The development of the theory and technology of radio location indicates the need to solve problems of radar recognition of targets by spatial parameters. This is due to the need to provide in promising radar stations (complexes) with a software overview of the required resolution to obtain three-dimensional images in all spatial coordinates.
 The task of radar targets recognition, which is to assign the observed objects to the appropriate classes and types, is of considerable and growing interest. Different classes (types) of targets make up a certain alphabet, the choice of which determines not only the effectiveness of the use of recognition, but also the difficulties that arise in its implementation.
 Currently, there are a large number of radar recognition algorithms. They differ in the stages of decision-making, the degree and nature of accounting for statistics of signs, obstacles and signals. Due to the fact that the secondary emission pattern of extended targets is multi-lobed, statistical algorithms are preferred.
 The information used for radar recognition is contained in the set of received radar signals. However, most often for target recognition certain measured target features are used, which are compared in accordance with the recognition algorithms with known (reference) features.
 The choice of recognition features is usually made heuristically. This set of parameters does not always allow providing the required quality of recognition. The synthesized algorithms work unstable or require unreasonably large computational costs due to a significant increase in the dimensionality of the feature space.
 Analysis of known radar recognition algorithms of extended targets shows that they were developed under significant constraints.
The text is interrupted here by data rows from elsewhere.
PR #4316, opened 2026-09-01
chore: move stuff from chain-gateway to near-contract-transport

### LINKED ISSUE #4275: move generics from chain-gateway to near-contract-transport
### Background

In https://github.com/near/mpc/pull/4266 we generalized and cleaned some traits from the chain-gateway crate.
Those traits and types are now generic enough to be useful for a multitude of back-ends.
We should move them to the `near-contract-transport` crate, sch that other back-ends can subscribe to contract state without needing to import the entire chain-gateway crate.

### User Story

As a dev, I like order in the code-base, I like small-scoped easy to review PRs and I like to re-use components when useful.

### Acceptance Criteria

Move the following to the `near-contract-transport` crate:
- `state_viewer/monitoring.rs`
- `state_viewer/subscripiton.rs`
- `state_vewer/traits.rs`
- `state_vewer/view_call.rs`
- the `MockViewer` from `mock.rs`
- private `borsh_de` and `serde_de` https://github.com/near/mpc/pull/4266#discussion_r3892963057

_No response_

kevindeforth:
resolves #4275


docs/design/chain-gateway-design.md
kevindeforth, line 1: @gilcu3 moving the desing doc per your suggestion (https://github.com/near/mpc/pull/4266#discussion_r3892905273)

README.md
```diff
@@ -8,7 +8,7 @@ There are two main parts of the binary: NEAR indexer and MPC signing.
 
 ### NEAR Indexer
 
-The indexer is a NEAR node that tracks the shard where the signing smart contract lives (for mainnet, `v1.signer`). See the [chain-gateway design doc](docs/chain-gateway-design.md) for details. It monitors incoming requests by looking at successful calls to the `sign` function. Each request is hashed and mapped to a specific node in the MPC network — the *leader* for that request. The leader initiates the signing process and submits the final signature back to the smart contract. If the leader is offline, a secondary leader can take over.
+The indexer is a NEAR node that tracks the shard where the signing smart contract lives (for mainnet, `v1.signer`). See the [chain-gateway design doc](docs/design/chain-gateway-design.md) for details. It monitors incoming requests by looking at successful calls to the `sign` function. Each request is hashed and mapped to a specific node in the MPC network — the *leader* for that request. The leader initiates the signing process and submits the final signature back to the smart contract. If the leader is offline, a secondary leader can take over.
```
gilcu3, line 11: I think we should actually drop this link from the README, just having a high level overview is fine. Given this was a design doc, it will get stale, so linking would not be correct in any case

docs/tee-lifecycle.md
```diff
@@ -23,15 +23,15 @@ Services run inside Dstack CVMs, booted through a [Launcher][launcher] that meas
...
 [mpc-attestation]: https://github.com/near/mpc/blob/ce53324f472aa89fdf702d7482211bbdb6a44967/crates/mpc-attestation/src/attestation.rs#L29
 [`mpc-attestation`]: https://github.com/near/mpc/blob/ce53324f472aa89fdf702d7482211bbdb6a44967/crates/mpc-attestation/src/attestation.rs#L29
-[contract-state-subscriber]: chain-gateway-design.md#state-viewer
-[transaction-sender]: chain-gateway-design.md#transaction-sender
+[contract-state-subscriber]: design/chain-gateway-design.md#state-viewer
+[transaction-sender]: design/chain-gateway-design.md#transaction-sender
 [tee-context-design]: tee-context-design.md
-[mpc-context]: chain-gateway-design.md
+[mpc-context]: design/chain-gateway-design.md
 [launcher]: securing-mpc-with-tee-design-doc.md#launcher-pattern
```
gilcu3, line 35: we should drop all these links from here. I don't see why this components would be interesting for the reader there, and they are design docs that will be stale anyway

gilcu3: Looking at this doc, it lists hot-tee-design which has long been stale. So I propose to open an issue to get this doc into proper shape, and leaving it untouched here

docs/hot-tee-signing-design.md
```diff
@@ -87,7 +87,7 @@ The Archive Signer is built on three reusable layers from this repository. For t
 - **[TEE Context][tee-context]** — sits on top of the Chain Gateway; provides the contract interface for the [attestation lifecycle][tee-lifecycle].
 
 [tee-lifecycle]: tee-lifecycle.md
-[chain-gateway-design]: chain-gateway-design.md
+[chain-gateway-design]: design/chain-gateway-design.md
```
gilcu3, line 90: in line with previous comments, this is a design doc that we should not need to keep up-to-date (and this one in particular could be deleted)

docs/design/chain-gateway-design.md
gilcu3: I am fine with the move, but not with the updates. Didn't this doc already fulfill its purpose? The status line added here cannot be kept up to date unless we come back to it every time we make a minor change, which does not make too much sense to me

crates/near-contract-transport/src/views.rs
```diff
@@ -1,11 +1,15 @@
...
 mod errors;
+mod monitoring;
 mod observation;
+mod subscription;
 mod traits;
+mod view_call;
 
 pub use args::ViewArgs;
-pub use deserialize::{DeserializationError, Deserializer, borsh_de, json_de};
+pub use deserialize::{DeserializationError, Deserializer};
```
gilcu3, line 11: Nice!

README.md
kevindeforth: yeah, we can do that in a separate issue / follow-up. It's orthogonal to this PR.

docs/tee-lifecycle.md
kevindeforth: >  leaving it untouched here

I don't understand how we get to this conclusion. Granted, the doc is outdated in some other areas, but that doesn't remove the responsibility to update it at a best-effort basis when required.

docs/design/chain-gateway-design.md
kevindeforth: I don't think the status line needs to be kept up to date, it's more a starting point for the interested reader. But we discussed sync and we will eventually delete this doc. For the time being, lets keep updating it until we have a proper readme for the chain-gateway.

docs/hot-tee-signing-design.md
kevindeforth: I agree with what you are saying, but right now, our contribution guides state differently.

We have AGENTS.md which explicitly asks AI agents to update _all_ docs:
https://github.com/near/mpc/blob/1d39f5fe191172a2709458a3e0f5438c9fe57480/AGENTS.md?plain=1#L155

docs/tee-lifecycle.md
gilcu3: if the status quo is that this is an outdated doc that needs a full rewrite, then keeping it up-to-date seems useless. In general I try to follow the rule that only needed changes are acceptable in a PR, and this one does not adhere to that rule. True this kind of update is super cheap for LLMs, but it becomes just bloat in some cases IMO, like this one. So ofc it is not a hard blocker, but would be better not to have it.

README.md
gilcu3: if we are already "fixing" this line it does not seem so orthogonal. It would be still a single line change, maybe a bit of a broken-window fix. It is not efficient IMO to leave things to a follow-up that can be as easily fixed with the same diff

docs/hot-tee-signing-design.md
gilcu3: Not really. The problem lies in this line:
> be either updated, removed, or prominently marked as outdated

we failed to remove or prominently mark it as outdated in the past, that's why the agent complains. But we can easily override that complain and fix this. Keeping updating these docs adds bloats to many PRs without any real need.

gilcu3 (approved):
Thank you!

netrome (approved):

PR #4320, opened 2026-09-01
refactor(contract): trim `VerificationContext` to carry only `TcbInfo`

### LINKED ISSUE #3720: Trim `VerificationContext` to carry only `TcbInfo` (drop `quote`/`collateral`)

pbeza:
`VerificationContext` carried the full `DstackAttestation` through the `resolve_verification` callback arg, but the quote and collateral are only ever the verifier's `verify_quote` input and are never read again on-chain. The post-DCAP path is re-keyed on `&TcbInfo`: `DstackAttestation::verify_with_report` takes the TCB info instead of `&self`, and `DstackVerify` is implemented for `TcbInfo`.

 At present, the tasks of point targets radar surveillance are most fully solved. The tasks of processing signals reflected from bodies of complex shape, given the difficulties of their formulation and solution are not fully explored.
 It is promising to consider a set of radar surveillance tasks and the criteria used in them as a multicriteria task, the solution of which is associated with vector optimization of the location system as a whole.